During the gas war in the first week, users were engaged in a competitive bid to pay higher gas prices to ensure their transactions were swiftly processed, making accelerators a coveted resource for users. During this period, certain projects endeavored to provide high-quality user experiences, exemplified by Wizz, which offered user protection.

However, due to the Replace by Fee (RBF) improvement that allows senders to replace their unconfirmed transactions with versions featuring higher transaction fees, opportunistic individuals have been scouring the mempool to replace transactions and exploit arbitrage opportunities. This activity becomes particularly prevalent when market prices are on the rise, increasing the likelihood of unconfirmed transactions being hijacked.
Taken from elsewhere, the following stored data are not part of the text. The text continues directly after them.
PR #995, opened 2018-04-11
[9418] IReactorTime.getDelayedCalls() return type

twm:
This updates the IReactorTime.getDelayedCalls() docstring to reflect what all the implementations in Twisted return: a list, not a tuple.

This is the simplest change I could make to resolve the issue. There are other possibilities which we could discuss:

* The interface could be documented as returning a sequence, leaving the concrete type up to the reactor implementation.
* All of the implementations could be changed to return a tuple. (I don't suggest this, as it breaks backward compatibility because tuples and lists don't compare equal.)

## Contributor Checklist:

* [x] There is an associated ticket in Trac. https://twistedmatrix.com/trac/ticket/9418
* [x] (N/A) I have updated the automated tests.

### DIFF
--- a/src/twisted/internet/interfaces.py
+++ b/src/twisted/internet/interfaces.py
@@ -1267,9 +1267,9 @@ class IReactorTime(Interface):
         """
         Retrieve all currently scheduled delayed calls.
 
-        @return: A tuple of all L{IDelayedCall} providers representing all
+        @return: A list of L{IDelayedCall} providers representing all
                  currently scheduled calls. This is everything that has been
-                 returned by C{callLater} but not yet called or canceled.
+                 returned by C{callLater} but not yet called or cancelled.
         """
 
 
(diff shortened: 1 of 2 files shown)


src/twisted/internet/interfaces.py
```diff
@@ -1267,9 +1267,9 @@ def getDelayedCalls():
         """
         Retrieve all currently scheduled delayed calls.
 
-        @return: A tuple of all L{IDelayedCall} providers representing all
+        @return: A list of L{IDelayedCall} providers representing all
```
markrwilliams, line 1270: If all the implementers return `list`s, we're probably stuck with `list`s.

markrwilliams (approved):
As you mentioned, it's important that the interface specify the concrete types that users can check equality.

I agree that this is the simplest possible change. :+1:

Some projects expedite this process by offering tools that enable users to efficiently monitor and interact with the mempool, such as goldmine.tools.

Summary

Although Rune Protocol was specifically designed for the issuance of fungible tokens, the user experience thus far has not significantly outperformed that of BRC20. Additionally, the opportunities and wealth effects accruing to the community have been relatively limited. In an objective assessment of Runes Protocol, it has not quite met the expectations set prior to its launch. It is widely known that Runes Protocol was Casey’s response to the BRC20 standard, as Domo had taken control of the outcome of Ordinals from him, amid the controversy sparked by the dust attack on Bitcoin. While Runes Protocol has indeed made some enhancements to the fungible token standard, the personal influence of Casey and Leo appears to overshadow the project, deviating from the geeky and community-driven ethos originally envisioned for Ordinals.

One could liken the early days of Runes Protocol to a highly publicized party that garnered a rush of participants, leading to a gas war on Bitcoin and making it less accessible for the average user. As the fervor subsided, enthusiasm dwindled. As discussed in the ecosystem section, it is essential to monitor the developments and innovations within the runes space moving forward.

Fortunately, Runes Protocol is constructed on UTXOs, offering the potential for scalability and further enhancements. Should improvements on the Bitcoin mainnet prove challenging, there is an opportunity to explore scaling solutions compatible with the UTXO model to introduce runes into Layer 2, fostering new liquidity and narratives.

Reference

  1. https://docs.ordinals.com/
  2. https://github.com/ordinals
  3. https://rodarmor.com/
  4. https://ycharts.com/indicators/bitcoin_total_transactions
  5. https://mempool.space/
  6. https://runestore.io/
  7. https://magiceden.io/runes
  8. https://www.dotswap.app/

Disclaimer: This article is provided for informational purposes only and should not be considered as financial advice. The cryptocurrency market is highly volatile and unpredictable. Always conduct thorough your own research and consult with a qualified financial professional before making any investment decisions.